Coca-Cola setzt auf DLT und Ethereum für eine effiziente Lieferkette

Coca-Cola setzt auf DLT und Ethereum für eine effiziente Lieferkette

Der Partner des größten in den USA ansässigen Abfüllunternehmens von Coca-Cola weitet den Einsatz von Blockketten aus, um die Effizienz in der gesamten Lieferkette des Getränkeherstellers zu steigern.

Coke One North America (CONA), ein Partner des größten US-amerikanischen Coca-Cola-Abfüllunternehmens, wird das Basisprotokoll nutzen, um die Transparenz zu erhöhen und Reibungsverluste bei „organisationsübergreifenden Lieferketten-Transaktionen“ zu verringern.

Im Rahmen des Projekts wird sich CONA mit DLT-Firmen (Distributed Ledger Technology) und den Gründungsmitgliedern des Basisprotokolls, Unibright and Provide, zusammenschließen, um einen „Coca-Cola Bottling Harbor“ einzurichten, der rationalisierte Transaktionen bei Bitcoin Revolution sowohl zwischen internen Abfüllern und Zulieferern als auch zwischen externen Rohstofflieferanten ermöglicht.

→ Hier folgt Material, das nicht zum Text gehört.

PR #54, opened 2021-02-08
Assignment5

NPThompson:
no extra credit

### DIFF
--- a/GenericsHomework/GenericsHomework.Tests/NodeTests.cs
+++ b/GenericsHomework/GenericsHomework.Tests/NodeTests.cs
@@ -6,8 +6,9 @@ namespace GenericsHomework.Tests
     public class NodeTests
     {
         [TestMethod]
-        public void FooTest()
+        public void Node_ConstructorIsGeneric()
         {
+            Node<int> intNode = new(10);
         }
     }
 }
--- a/GenericsHomework/GenericsHomework.Tests/NodeTests.cs
+++ b/GenericsHomework/GenericsHomework.Tests/NodeTests.cs
@@ -5,10 +5,36 @@ namespace GenericsHomework.Tests
     [TestClass]
     public class NodeTests
     {
+        private (Node<int>,Node<string>) makeNodes()
+        {
+            return (new Node<int>(10), new Node<string>("Miracle Max"));
+        }
+
         [TestMethod]
         public void Node_ConstructorIsGeneric()
         {
-            Node<int> intNode = new(10);
+            var (intNode, stringNode) = makeNodes();
+        }
+
+        [TestMethod]
+        public void Node_ToStringWorks()
+        {
+            var (intNode, stringNode) = makeNodes();
+
+            Assert.AreEqual<string>(intNode.ToString(), "10");
+            Assert.AreEqual<string>(stringNode.ToString(), "Miracle Max");
+        }
+
+        [TestMethod]
+       public void Node_Insert_AltersNode()
+        {
+            Node<int> node0 = new(0);
+            Node<int> node1 = new(1);
+
+            node0.Insert(node1);
+            node1.Insert(node0);
+
+            Assert.AreNotEqual<int>(node0.Next.data, node1.Next.data);
         }
     }
 }
--- a/GenericsHomework/GenericsHomework.Tests/NodeTests.cs
+++ b/GenericsHomework/GenericsHomework.Tests/NodeTests.cs
@@ -32,9 +32,34 @@ namespace GenericsHomework.Tests
             Node<int> node1 = new(1);
 
             node0.Insert(node1);
-            node1.Insert(node0);
-
+         
             Assert.AreNotEqual<int>(node0.Next.data, node1.Next.data);
+        }
+
+        [TestMethod]
+        public void Node_IsCircular()
+        {
+            Node<int> node0 = new(0);
+            
+            node0.Insert(new(1));
+            node0.Insert(new(2));
+
+            Assert.AreNotEqual<Node<int>>(node0.Next, node0);
+            Assert.AreNotEqual<Node<int>>(node0.Next.Next, node0);
+            Assert.AreEqual<Node<int>>(node0.Next.Next.Next, node0);
+        }
+
+        // see Node.cs for comment
+        [TestMethod]
+        public void Node_Clear_RemovesAllOtherNodes()
+        {
+            Node<int> node0 = new(0);
+            node0.Insert(new(1));
+            node0.Insert(new(2));
+            node0.Insert(new(3));
+
+            node0.Clear();
+            Assert.AreEqual<Node<int>>(node0, node0.Next);
         }
     }
 }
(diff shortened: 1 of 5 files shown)


mmwoodfo:
@NPThompson When doing your code reviews it is more beneficial for the person you are reviewing to give them inline comments (similar to what you see me doing on your PR) rather than a single comment listing all of the issues. This isn't something you are going to be dinged for on this assignment, but you may lose points on future assignments for unclear or difficult to read reviews.'

GenericsHomework/GenericsHomework/Node.cs
```diff
@@ -0,0 +1,43 @@
+﻿using System;
+
+namespace GenericsHomework
+{
+    public class Node<T>
+    {
+        public Node(T init) 
+        {
+            this.data = init;
+            this.Next = this;
```
mmwoodfo, line 10:
```suggestion
            _Data = init;
            Next = this;
```
You don't need to use `this` here.

GenericsHomework/GenericsHomework/Node.cs
```diff
@@ -0,0 +1,43 @@
...
+    {
+        public Node(T init) 
+        {
+            this.data = init;
+            this.Next = this;
+        }
+        
+        public Node()
+        {
+            this.Next = this;
```
mmwoodfo, line 15:
```suggestion
            Next = this;
```

GenericsHomework/GenericsHomework/Node.cs
```diff
@@ -0,0 +1,43 @@
...
+        public T? data;
+        public Node<T> Next { get; private set; }
+
+
+        public override string ToString()
+        {
+            return this.data?.ToString() ?? "";
+        }
+
+        public void Insert(Node<T> newNext)
```
mmwoodfo, line 27: A new node should be created in the Insert property, the parameter here should just be the value. The insertion of the node should also be handled in the `Next` property, not in the Insert method. The insert method should simply invoke the `Next` property.

> Add an Insert method that takes a value and inserts a new Node instance after the current node (by invoking the Next property).

GenericsHomework/GenericsHomework/Node.cs
```diff
@@ -0,0 +1,43 @@
...
+            this.data = init;
+            this.Next = this;
+        }
+        
+        public Node()
+        {
+            this.Next = this;
+        }
+
+        public T? data;
```
mmwoodfo, line 18:
```suggestion
        public T _Data;
```
This does not need to be marked as nullable.

GenericsHomework/GenericsHomework/Node.cs
```diff
@@ -0,0 +1,43 @@
...
+        public Node<T> Next { get; private set; }
+
+
+        public override string ToString()
+        {
+            return this.data?.ToString() ?? "";
```
mmwoodfo, line 24:
```suggestion
            return _Data?.ToString() ?? "";
```

GenericsHomework/GenericsHomework/Node.cs
```diff
@@ -0,0 +1,43 @@
...
+            this.Next = this;
+        }
+        
+        public Node()
+        {
+            this.Next = this;
+        }
+
+        public T? data;
+        public Node<T> Next { get; private set; }
```
mmwoodfo, line 19:
```suggestion
        public Node<T> Next { get; private set; }
```
This shouldn't be an auto property, this should be a property with its `get` and `set` implemented.

GenericsHomework/GenericsHomework/Node.cs
```diff
@@ -0,0 +1,43 @@
...
+        public void Insert(Node<T> newNext)
+        {
+            newNext.Next = this.Next;
+            this.Next = newNext;
+        }
+
+        public void Clear()
+        {
+            // This is all that is necessary
+            this.Next = this;
```
mmwoodfo, line 36:
```suggestion
            Next = this;
```

GenericsHomework/GenericsHomework.Tests/NodeTests.cs
```diff
@@ -0,0 +1,65 @@
...
+            var (intNode, stringNode) = makeNodes();
+        }
+
+        [TestMethod]
+        public void Node_ToStringWorks()
+        {
+            var (intNode, stringNode) = makeNodes();
+
+            Assert.AreEqual<string>(intNode.ToString(), "10");
+            Assert.AreEqual<string>(stringNode.ToString(), "Miracle Max");
```
mmwoodfo, line 25:
```suggestion
            Assert.AreEqual(intNode.ToString(), "10");
            Assert.AreEqual(stringNode.ToString(), "Miracle Max");
```
Not needed. This is true for all of the `Asserts` that do this.

GenericsHomework/GenericsHomework.Tests/NodeTests.cs
```diff
@@ -0,0 +1,65 @@
...
+            Node<int> node0 = new(0);
+            
+            node0.Insert(new(1));
+            node0.Insert(new(2));
+
+            Assert.AreNotEqual<Node<int>>(node0.Next, node0);
+            Assert.AreNotEqual<Node<int>>(node0.Next.Next, node0);
+            Assert.AreEqual<Node<int>>(node0.Next.Next.Next, node0);
+        }
+
```
mmwoodfo, line 51:
```suggestion
        [TestMethod]
       public void Node_Insert_MultipleNodes()
        {
            // 1 -> 2 -> 3 -> 4
            // ┖──────────────┘

            Node<int> node1 = new(1);
            Node<int> node2 = new(2);
            Node<int> node3 = new(3);
            Node<int> node4 = new(4);

            node1.Insert(node2);
            node2.Insert(node4);
            node2.Insert(node3);
         
            Assert.AreEqual(node1, node3.Next.Next);
            Assert.AreEqual(node2.Next, node3);
            Assert.AreEqual(node1.Next, node2);
            Assert.AreEqual(node3.Next, node4);
        }
```

It would be good to have a few other tests that test for the robustness of your linked list. Making sure that inserting more than two nodes works & the order of insertion doesn't mess up your list. The above code will pass on your current implementation.

GenericsHomework/GenericsHomework.Tests/NodeTests.cs
```diff
@@ -0,0 +1,65 @@
...
+        // see Node.cs for comment
+        [TestMethod]
+        public void Node_Clear_RemovesAllOtherNodes()
```
mmwoodfo, line 54: You should consider adding a test that tests if the nodes really did get cleaned up by the garbage collector. 

You can do this by creating the nodes you want to be cleaned up in an isolated scope & adding a weak reference to them. After exiting that scope, call clear on the node you plan to not clean up followed by a call to `GC.Collect()` and `GC.WaitForPendingFinalizers()`. Then check if the weak references are null or not.

mmwoodfo:
Code review was done after the due date.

Coca-Cola-Abfüller erweitern die Annahme von Blockketten

Am 3. August kündigte Unibright die Pläne von CONA an, den Einsatz der Blockkettentechnologie in seiner gesamten Lieferkette auszuweiten.

Die Ankündigung stellt fest, dass die zwölf größten nordamerikanischen Coca-Cola-Abfüller im vergangenen Jahr damit begonnen haben, eine auf Hyperledger Fabric basierende Blockkettenplattform für das interne Lieferkettenmanagement einzusetzen, was zu mehr „Transparenz und Effizienz“ in den komplizierten Lieferketten der Abfüller führt.

Im Rahmen des neuen Projekts wird CONA den Einsatz von DLT über sein internes Netzwerk hinaus ausweiten, um externe Lieferanten, wie z.B. Rohstofflieferanten, die Dosen und Flaschen verteilen, mit einzubeziehen.

Neben der Erleichterung der unmanipulierbaren Datenaufzeichnung und der „komplexen organisationsübergreifenden Geschäftsprozessautomatisierung“ stellt die Ankündigung fest, dass das Baseline-Protokoll auch für Asset-Token- und dezentralisierte Finanz-Anwendungsfälle (DeFi) eingesetzt werden kann.

CONA erwartet die Veröffentlichung der Ergebnisse in Q4

Die Daten werden an das Hauptnetz von Ethereum (ETH) ‚baselined‘, um „ein integriertes, privates, verteiltes Integrationsnetzwerk“ für CONA zu schaffen.

Im Gespräch mit Cointelegraph beschrieb John Wolpert, Entwickler von ConsenSys und Mitbegründer des Baseline-Protokolls, das ‚baselining‘ als „eine Technik zur Nutzung des öffentlichen Ethereum-Mainnets, um die Konsistenz zwischen verschiedenen Datensätzen bei Bitcoin Revolution und Aufzeichnungssystemen aufrechtzuerhalten“.

Baselining verwendet das Mainnet als „Middleware“, um die Authentizität der Daten zu überprüfen, während „Zero-Knowledge Proofs“ eingesetzt werden, um sicherzustellen, dass die Daten der am Protokoll beteiligten Stellen für andere Netzwerkteilnehmer nicht zugänglich sind.

Das Baseline-Protokoll wurde im März dieses Jahres von Microsoft, Ernst & Young und ConsenSys lanciert.

Erste Ergebnisse sollen im vierten Quartal 2020 vorgestellt werden. Unibright will zeigen, dass Beweise ohne Wissen auf standardisierte Geschäftsprozesse angewendet werden können, dass Baseline-Daten zur Beseitigung von Koordinationsproblemen genutzt werden können und dass die Tokenisierung von Rechnungen möglich ist.